Reproduce the entire listing below exactly.

[Records shown Boundary: Start]

PR #356, opened 2021-03-26
chore: auto merge dep-check PRs [EXT-2537]

andipaetzold:
### 2. Automatically merges dep-check PRs before creating a new PR.

Unfortunately, it is currently not possible to enable the GitHub auto-merge feature via the API (yet). So, we need to do this manually for now. The new script fetches all open PRs, filters them to get the latest dep-check PR, verifies that all checks were successful, squashes that PR and then fetches the latest `master` to the local git. Fetching the latest `master` ensures that the new PR does not contain the same updates as the already merged PR.

It might make sense to run this in a separate job as the final pull might not include the previously merged PR.

### DIFF
--- a/.circleci/config.yml
+++ b/.circleci/config.yml
@@ -60,6 +60,12 @@ jobs:
     executor: node-container-lts
     steps:
       - checkout
+      - run: 
+          name: Install additional dependencies
+          command: npm install @octokit/rest@18 simple-git@2
+      - run:
+          name: Merge Pull Request
+          command: node ./scripts/dependency-check/merge-pull-request.js
       - run:
           name: Create Dependency Check sandbox
           command: mkdir -p ./dependency-check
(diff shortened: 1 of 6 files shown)


kdamball (approved):
As long as we make sure the newly created PR is from latest master after the "merge PRs" job is ran.

andipaetzold:
> As long as we make sure the newly created PR is from latest master after the "merge PRs" job is ran.

It's not explicitly stated in the API, but I assume that the merge is done and can be pulled after the request returned successfully.

https://docs.github.com/en/rest/reference/repos#merging

Alternatively, we could just use gitclient itself to merge. Might be the safer option.

andipaetzold:
Okay, the PR merge request seems to return when the PR is actually merged, so it is immediately available via git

[Records shown Boundary: End]

Expected output:
PR #356, opened 2021-03-26
chore: auto merge dep-check PRs [EXT-2537]

andipaetzold:
### 2. Automatically merges dep-check PRs before creating a new PR.

Unfortunately, it is currently not possible to enable the GitHub auto-merge feature via the API (yet). So, we need to do this manually for now. The new script fetches all open PRs, filters them to get the latest dep-check PR, verifies that all checks were successful, squashes that PR and then fetches the latest `master` to the local git. Fetching the latest `master` ensures that the new PR does not contain the same updates as the already merged PR.

It might make sense to run this in a separate job as the final pull might not include the previously merged PR.

### DIFF
--- a/.circleci/config.yml
+++ b/.circleci/config.yml
@@ -60,6 +60,12 @@ jobs:
     executor: node-container-lts
     steps:
       - checkout
+      - run: 
+          name: Install additional dependencies
+          command: npm install @octokit/rest@18 simple-git@2
+      - run:
+          name: Merge Pull Request
+          command: node ./scripts/dependency-check/merge-pull-request.js
       - run:
           name: Create Dependency Check sandbox
           command: mkdir -p ./dependency-check
(diff shortened: 1 of 6 files shown)


kdamball (approved):
As long as we make sure the newly created PR is from latest master after the "merge PRs" job is ran.

andipaetzold:
> As long as we make sure the newly created PR is from latest master after the "merge PRs" job is ran.

It's not explicitly stated in the API, but I assume that the merge is done and can be pulled after the request returned successfully.

https://docs.github.com/en/rest/reference/repos#merging

Alternatively, we could just use gitclient itself to merge. Might be the safer option.

andipaetzold:
Okay, the PR merge request seems to return when the PR is actually merged, so it is immediately available via git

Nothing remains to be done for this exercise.